I was curious how one would go about building a dummy load to discharge a bank of (total) 19000 watt ultracapacitors? I don't own these, I was just reading about them and thinking about how to use them in an EV and was curious how you would build a device to discharge them in the event you want to move them around (after charging). 

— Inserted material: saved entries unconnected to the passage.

PR #2022, opened 2015-07-10
Commented url in 'example.pm'  referencing spice caching documentation updated.

alohaas:
I noticed that the url to the spice docs was out of date. It should reflect the current page anchor now.


moollaza:
LGTM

I recall in EE power classes (which I paid too little attention to thinking all this high power stuff was boring) we had these massive ceramic coated resistors and fans blowing over them but in looking around on the net I don't see where you might get those or how you would go about building something to do this...

Thanks


----------



## major (Apr 4, 2008)

ChargeCar said:


> I was curious how one would go about building a dummy load to discharge a bank of (total) 19000 watt ultracapacitors? I don't own these, I was just reading about them and thinking about how to use them in an EV and was curious how you would build a device to discharge them in the event you want to move them around (after charging).
> 
> Thanks


Hi ChargeCar,

You don't give the energy for the cap. Or how fast you need it discharged. I've discharged large banks of ultracaps often. Resistors work well. At higher voltages, you draw an arc on contact closure. So you have to take some measures. Maybe discharge in lower voltage sections, or with more Ohms which would take longer. For a fast discharge of a high voltage pack, with repeatability and reliability, you'll probably need a buck converter and power resistor.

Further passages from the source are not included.